(Saved entries)
|---|

PR #1173, opened 2017-07-10
Bump Ember-Data to 2.14

clekstro:
Includes @drogus' workaround for unexpected `unloadRecord` behavior.

### DIFF
--- a/app/components/add-ssh-key.js
+++ b/app/components/add-ssh-key.js
@@ -12,10 +12,19 @@ export default Ember.Component.extend({
   didInsertElement() {
     let id = this.get('repo.id');
     let store = this.get('store');
-    const model = store.peekRecord('ssh_key', id)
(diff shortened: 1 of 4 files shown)


clekstro:
It looks like we are stuck on 2.13 for the time being. The `unloadRecord` issue is fixed, but upgrading has brought in several other `re-render` errors that aren't present in 2.13.2. It's possible that we'd need to change something on our end, but I started digging into it and don't see exactly where the issue would be coming from. Came across [this issue](https://github.com/emberjs/data/issues/4942) and it seems like a different Ember-Data bug.

clekstro:
Unfortunately, https://github.com/emberjs/data/pull/5119 doesn't appear to have fixed this. But oddly enough, I'm only seeing the issue in our test suite.

clekstro:
We've since upgraded to 2.15 in #1307, closing.

PR #1179, opened 2017-07-11
Fix build state display

clekstro:
The referenced property in the `buildState` computed property was incorrect.

This should fix https://github.com/travis-pro/team-teal/issues/2043.


clekstro:
Have tested this out for both .org and .com in the PR envs, looks good. Merging.

PR #1180, opened 2017-07-11
Randomize loading logo

clekstro:
This shows a random logo (from all the SVG variants I noticed)
when the user first boots up the app.

Implementation-wise, it might be confusing at first as to why the
`random-logo` service was added instead of making this a part of the
`loading-screen` component. The reason is that we utilize several layers of loading
templates which -- were the randomization done at the component level --
would mean that the logo might jump between available options as we transition between loading screens. This would be jarring, so I opted for making the selection when the service
is first initialized and then referencing that state whenever the
component is used.

This should likely be behind some sort of feature flag before it goes
public.

See https://github.com/travis-pro/team-teal/issues/1729 for more details.

### DIFF
--- a/app/services/random-logo.js
+++ b/app/services/random-logo.js
@@ -1,0 +1,28 @@
+import Ember from 'ember';
+
+export default Ember.Service.extend({
+  logoVariants: [
+    'Tessa-1',
+    'Tessa-2',
+    'Tessa-3',
+    'Tessa-4',
+    'Tessa-pride-4',
+    'Tessa-pride',
+    'TravisCI-Mascot-1',
+    'TravisCI-Mascot-2',
+    'TravisCI-Mascot-3',
+    'TravisCI-Mascot-4',
+    'TravisCI-Mascot-4',
+    'TravisCI-Mascot-pride',
+  ],
+
+  init(...args) {
+    this._super(args);
+    this.set('logo', this.randomLogo());
+  },
+
+  randomLogo() {
+    const logos = this.get('logoVariants');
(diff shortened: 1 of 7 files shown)


clekstro:
screenflow

backspace:
Exciting!

This won‘t work in the test deployments for the same reason the team page doesn’t work: because the asset paths don’t get fingerprinted when generated dynamically. It’s my hope to use `ember-cli-ifa` to get this kind of thing working, but [this bug](https://github.com/RuslanZavacky/ember-cli-ifa/issues/21) stopped my attempt. Eventually…

backspace:
By feature flag, do you mean the user-controlled ones, or the ones in admin? This seems good enough for everyone to see, to me 😁

clekstro:
@backspace I meant a user-facing one, though I don't think we have a mechanism to persist that behavior currently without a dedicated endpoint (which is currently tied to admin iirc). I'm ok with merging as-is as well.

app/services/random-logo.js
```diff
@@ -0,0 +1,28 @@
...
+    'Tessa-2',
+    'Tessa-3',
+    'Tessa-4',
+    'Tessa-pride-4',
+    'Tessa-pride',
+    'TravisCI-Mascot-1',
+    'TravisCI-Mascot-2',
+    'TravisCI-Mascot-3',
+    'TravisCI-Mascot-4',
+    'TravisCI-Mascot-4',
```
clekstro: Thanks! Addressed in #1187.

PR #1186, opened 2017-07-13
Add background subscription to Pusher channels

backspace:
This somewhat works, but I get subscription errors when testing
locally for 16 of the 167 channels it tries to subscribe to.
It seems to fail for the first channel of every chunk.

I’m putting this aside for now, too frustrated!


backspace:
That was with a chunk size of 10, which made it easier for local testing; thanks to @clekstro for the idea. Since the chunk size I originally chose was 1000, the problem would be less pronounced.

backspace:
This has been better solved by changing messages to be sent through the user channel instead.

PR #1190, opened 2017-07-18
Update flash messages

backspace:
These are getting a much-needed overhaul.


backspace:
From the [current `flashes` service](https://github.com/travis-ci/travis-web/blob/02d08de8fe9bb603dda729eee070188c9fa7a578/app/services/flashes.js#L36-L41):

```
  // TODO: when we rewrite all of the place where we use `loadFlashes` we could
  // rewrite this class and make the implementation better, because right now
  // it's really complicated for just displaying a flash message (especially
  // that we show only one at the moment anyway). We still get some error
  // messages from API responses in V2 that way, so I think that cleaning this
  // up once we're using V3 would be a good point.
```

I couldn’t find any calls to this function that didn’t follow the style of everything else. Do you think this is something I can clean up now, @drogus?

drogus:
@backspace the problem is not really with any calls from the code. API V2 design was wrong in some places and instead of returning meaningful status codes or at least machine readable errors we were returning a message that was supposed to be displayed in the UI, for example something like [this](https://github.com/travis-ci/travis-api/blob/c4ae7cd2d7e403d4bf1649c3c7d1d5a68d871095/lib/travis/api/app/endpoint/jobs.rb#L33-L35). As long as we use API V2 I think that the function will need to stay to handle such cases. Fortunately we're left with only a few places where we use V2.

backspace:
ah, I understand now, thanks for the link to where V2 produces these errors. 😀

PR #606, opened 2022-10-27
Extract facades and simplify public API usage

caendesilva:
Extracts facades to simplify the public code API usage, without developers having to worry as much about the underlying implementations of the entry points. Also goes over the actual implementations to simplify and normalize them.


caendesilva:
Want to make sure I'm solving the right problem with the routing. I don't think we need all these helpers.

caendesilva:
I'm actually starting to wonder if we need the Route model, it doesn't really add any new data not in the pages. We could just use the page collection instead of the route collection.

caendesilva:
While I think the namespace Hyde\Routing\Route is beautiful I don't think it's needed for just a few classes, and I don't think Hyde will get more Routing classes in the foreseeable future.

caendesilva:
With these changes, one example of changed behaviour is that the navigation brand will no longer throw an exception when attempting to link to the home route and the index page does not exist. After some consideration I think this is better, as if you don't have an index page, this would be a weird place for an exception, and also, you're gonna have bigger problems than a link not leading anywhere. Also, we have validators for just this reason.

PR #610, opened 2022-10-28
Add more factories

caendesilva:
Adds more factories. My hope with these are to create isolated classes that are easy to understand and test. To do this, I'm attempting to give them as little information as possible, in order to reduce complexity as we before this PR pass along the half-constructed page object which leads to unpredictability due to the nature of a half-finished object state.


caendesilva:
At the moment these factories are rather verbose, but I think that's okay, once they're all done it's gonna be much easier to refactor out shared code.

PR #611, opened 2022-10-28
Refactor the author model

caendesilva:
Simplifies the public API by creating an author facade and simplifying the constructors.


caendesilva:
A nice addition for the future could be to register authors within the kernel, allowing them to be declared in service providers, etc, but I don't think that complexity is warranted yet.

PR #617, opened 2022-10-28
Normalize internal image path storage

caendesilva:
Leads to a more explicit, consistant, and predictable behaviour. It also makes usage more forgiving as front matter can use both _media/ or just the filename as it will be normalized.


caendesilva:
This makes the behaviour a bit different than other page types which might actually cause more confusion than the current behaviour, maybe this is suited better for a "realPath" or "sourcePath" property, but still using the normalization as to be more forgiving.

PR #631, opened 2022-10-30
Refactor the page data factory pipeline

caendesilva:
Since the factories, by design, work on a limited known set of verbose data, we have to pass a lot of parameters around. This PR experiments with adding a type of DTO called the CoreDataObject which is not a great name, but once I or someone else comes up with a better one it's easy to refactor.

Anyhow, this immutable DTO contains only data known at the earliest point in construction solving the problem of factories needing to depend on data that might not be generated yet which is the reason for having the scoped private data as it is now.

In summary, this PR doesn't change the fundamental design of the page factory data pipeline, it just aims to reduce boilerplate by having a single well defined data object that can be passed around to subfactories more easily.


caendesilva:
FeaturedImageFactory doesn't need to use the CDO as it only needs to know about the front matter.

PR #651, opened 2022-11-07
Refactor Markdown classes

caendesilva:
Refactors Markdown related classes as a lot of these are pretty much as old as the framework itself.

Notable changes:
- [Breaking: Rename shared data property $markdown to $content
](https://github.com/hydephp/develop/pull/651/commits/1ae5d1be1ec6e2c7f7cb095f2683b8fd6d88bc40)
- The SemanticDocumentationArticle class has been heavily refactored, scoping down the public code API
- Page Markdown is now rendered using HtmlStrings (`{{ $content }}` instead of `{!! $markdown !!}`)
- The MarkdownDocument class is now Htmlable

### DIFF
--- a/config/app.php
+++ b/config/app.php
@@ -95,8 +95,12 @@ return [
     'aliases' => [
         'Hyde' => Hyde\Hyde::class,
         'Site' => \Hyde\Facades\Site::class,
+        'Meta' => \Hyde\Facades\Meta::class,
         'Route' => \Hyde\Facades\Route::class,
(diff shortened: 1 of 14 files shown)


caendesilva:
This is why I am very happy we have Percy installed. It seems like this has broken parts of the custom Markdown system. Some Markdown parts are not being compiled, it seems to be the custom colored blockquotes and tables, so I think somewhere we lost passing data to the Markdown compiler about the rendered page so we're using the simple Markdown converter instead of the dynamic one.

PR #658, opened 2022-11-09
Overhaul file models

caendesilva:
Very much work in progress/experimental at this stage.

Experiments with adding strong path types, which in addition to being able to type hint a path type (rel/abs) it could actually also enforce/normalize these types.


packages/framework/src/Support/Filesystem/RelativePathString.php
```diff
@@ -0,0 +1,27 @@
...
+
+namespace Hyde\Support\Filesystem;
+
+use Hyde\Hyde;
+use JetBrains\PhpStorm\ArrayShape;
+
+/**
+ * Denotes and enforces a path relative to the project root.
+ */
+final class RelativePathString extends PathString
```
caendesilva, line 13: Since all paths used by Hyde are (should) be relative up until the time they are used to actually interact with the file system should be relative. We only convert it to an absolute Hyde::path() before loading/saving a file. The idea behind the path-string type system is to ensure we relative paths, but that might better be onforced by only having an absolute path string type, as everything else is expected to be relative. That also better conveys the difference I think.

caendesilva:
I think we'll ditch the path string experiments as we now have https://github.com/hydephp/develop/pull/695. Multiple filemodels could still be of interest, maybe. Not sure if mimetypes needs an enum.

PR #660, opened 2022-11-11
Add an easy configuration option to store all source directories in a subfolder

caendesilva:
Changes:
- Makes the source roots configurable, for example to have all the _source files in a subdirectory named content/ (so content/_pages/)
- Adds a HydePage::path() helper to get an absolute file path to the page's source directory, or a file within it.

Todos:

- [x] Add method annotations to the Hyde facade for the added methods (getSourceRoot, etc)
- [x] https://github.com/hydephp/develop/issues/662

Code review:

- [ ] Is source_root the best name for this feature?
- [ ] Should the _media file be put in the custom folder too? (Maybe: holding off for now)
- [x] Test site can be built with custom sources (Done: tested with all page types, works perfectly)
- [x] Test the realtime compiler can handle custom source roots (Done: tested with all page types, works perfectly)


caendesilva:
Okay, so this was so much easier to do than I expected. Of course everything is probably going to break the second after I post this, but I'm feeling optimistic. Pretty much all it took was adding a single concatenation to apply the configured changes to all source files. That's why I'm running everything through the HydeKernel! Much easier to apply configurations when it all is stored in one canonical place with clearly defined entry points.

caendesilva:
Searching for files/classes that might not be compatible with this:

- PublishesHydeViews hardcodes the _pages destination
- ValidationService also hardcodes _pages

Also noted that registerOutputDirectories already unslashes paths so we don't need to do that in the HSP

Maybe a HydePage::path() helper could be useful (especially for publishing files)?

PR #668, opened 2022-11-17
Create a simple UI kit

caendesilva:
## Abstract

Adds a simple UI kit intended to making developing Hyde Blade frontends much faster by providing unopinionated layouts and helpers. This these are extracted to a new package, `hyde/ui-kit`. The views are in the components directory so the newer x-style components can be used. 

## Components - [Live Preview](https://git.desilva.se/hyde-ui-kit-demo/)

components-composite

### Focus

image-min.png)

### Sidegrid

image-min.png)


caendesilva:
I want to investigate the effect this has on the app.css filesize, an increase there could be cause for having it be separate.

caendesilva:
Adding buttons, it would be nice to dynamically use these as anchors if an href is set. Gonna take a look at that in a bit, writing here so I don't forget.

caendesilva:
I also created a code component but it's super hacky so won't include it, but adding it here for reference:

Usage:
```blade
<x-hyde::ui.components.code lang="blade">
<@x-hyde::ui.components.heading align="left">
Heading Component
<@x-hyde::ui.components.heading>
</x-hyde::ui.components.code>
```

Component:
```blade
@props(['lang' => 'txt'])
@php($slot = (str_replace('<@x', '<x', $slot)))
<div class="prose dark:prose-invert torchlight-enabled">
    {{ Hyde::markdown("```$lang\n$slot\n```", false, \Hyde\Pages\MarkdownPage::class) }}
</div>
```

caendesilva:
When creating this demo page, something struck me that could be nice, a config option to disable the footer and navigation. Perfect for one-off pages where you manually copy the HTML somewhere else like I did.

caendesilva:
Just confirmed, they pass the Lighthouse accessibility audit.

caendesilva:
As I like to keep dependencies light I'm not sure if we should include this with the base install. Having it as a separate package makes it dead easy to add on by just requiring the Composer package.

PR #675, opened 2022-11-18
Refactor publications to integrate better with Hyde

caendesilva:
Refactors the great work @rgasch has done so the changes better integrate within the Hyde core.

Notably, the data has been refactored into a few classes: both the PublicationType class for a stronger OOP experience, and the pages into "real" Hyde page classes that get auto-discovered and fully integrated into Hyde and its build process.

This also means that the build:publications command has been removed as the standard build command now compiles publications as well. The rendering logic in the removed command has been merged into the new individual page classes.

In addition, this change means that the publications can show up in navigation menus, and be linked to using routes. Try running route list command!

```
$ php hyde route:list

+---------------------+------------------------+-----------------------+------------+
| Page Type           | Source File            | Output File           | Route Key  |
+---------------------+------------------------+-----------------------+------------+
| BladePage           | _pages/404.blade.php   | _site/404.html        | 404        |
| BladePage           | _pages/index.blade.php | _site/index.html      | index      |
| PublicationPage     | blah/abc.md            | _site/blah/abc.html   | blah/abc   |
| PublicationPage     | blah/123.md            | _site/blah/123.html   | blah/123   |
| PublicationPage     | blah/aaa.md            | _site/blah/aaa.html   | blah/aaa   |
| PublicationListPage | blah/schema.json       | _site/blah/index.html | blah/index |
+---------------------+------------------------+-----------------------+------------+
```


caendesilva:
Had to delete the blah test files for now as a lot of unrelated tests fail because of that. Priority now is to get the relevant tests to pass. Likley we will readd it but using more proper data.

caendesilva:
Todo: I think publication pages should be hidden from navigation, but a navigation item linking to the listing page should be added, using the directory name as the label.

caendesilva:
I think we should update the schema to not include .blade.php as Laravel doesn't recognize view keys that includes those. Right now I'm stripping out the file extension so it still works, but if we remove the suffix from the schema we can also ship stock views like hyde::layouts.post  for example.

PR #688, opened 2022-11-24
Refactor publication commands and create actions

caendesilva:
Refactors for better usage of built-in helpers and reduces redundant code. Also improves test coverage.

### DIFF
--- a/packages/framework/src/Console/Commands/MakePublicationCommand.php
+++ b/packages/framework/src/Console/Commands/MakePublicationCommand.php
@@ -4,7 +4,6 @@ declare(strict_types=1);
 
 namespace Hyde\Console\Commands;
 
-use Exception;
 use Hyde\Console\Commands\Interfaces\CommandHandleInterface;
 use Hyde\Console\Concerns\ValidatingCommand;
 use Hyde\Framework\Actions\CreatesNewPublicationFile;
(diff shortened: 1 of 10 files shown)


packages/framework/src/Console/Commands/MakePublicationCommand.php
```diff
@@ -32,54 +38,45 @@ public function handle(): int
...
-                $this->output->writeln('<bg=magenta;fg=white>Exiting without overwriting existing publication file!</>');
+            } catch (FileConflictException) {
+                $this->error('Error: A publication already exists with the same canonical field value');
+                $overwrite = $this->askWithValidation(
+                    'overwrite',
+                    'Do you wish to overwrite the existing file (y/n)',
+                    ['required', 'string', 'in:y,n'],
+                    'n'
+                );
+                if (strtolower($overwrite) == 'y') {
```
caendesilva, line 67: I think we should be able to use the built in confirm helper for this

packages/framework/tests/Feature/Commands/MakePublicationCommandTest.php
```diff
@@ -31,45 +33,93 @@ protected function tearDown(): void
...
+            ->expectsOutput('Creating a new publication of type [test-publication]')
+            ->expectsQuestion('Title', 'Hello World')
             ->expectsOutput('Saving publication data to [test-publication/hello-world.md]')
             ->expectsOutput('Publication created successfully!')
             ->assertExitCode(0);
 
         $this->assertTrue(File::exists(Hyde::path('test-publication/hello-world.md')));
         $this->assertEqualsIgnoringLineEndingType('---
-__createdAt: '.Carbon::now()->format('Y-m-d H:i:s').'
+__createdAt: 2022-01-01 00:00:00
```
caendesilva, line 49: Strings like these should probably be escaped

|---|

Instructions to follow: Go through the entries and copy every line that has "roots".

Result of the exercise:
- Makes the source roots configurable, for example to have all the _source files in a subdirectory named content/ (so content/_pages/)
- [x] Test the realtime compiler can handle custom source roots (Done: tested with all page types, works perfectly)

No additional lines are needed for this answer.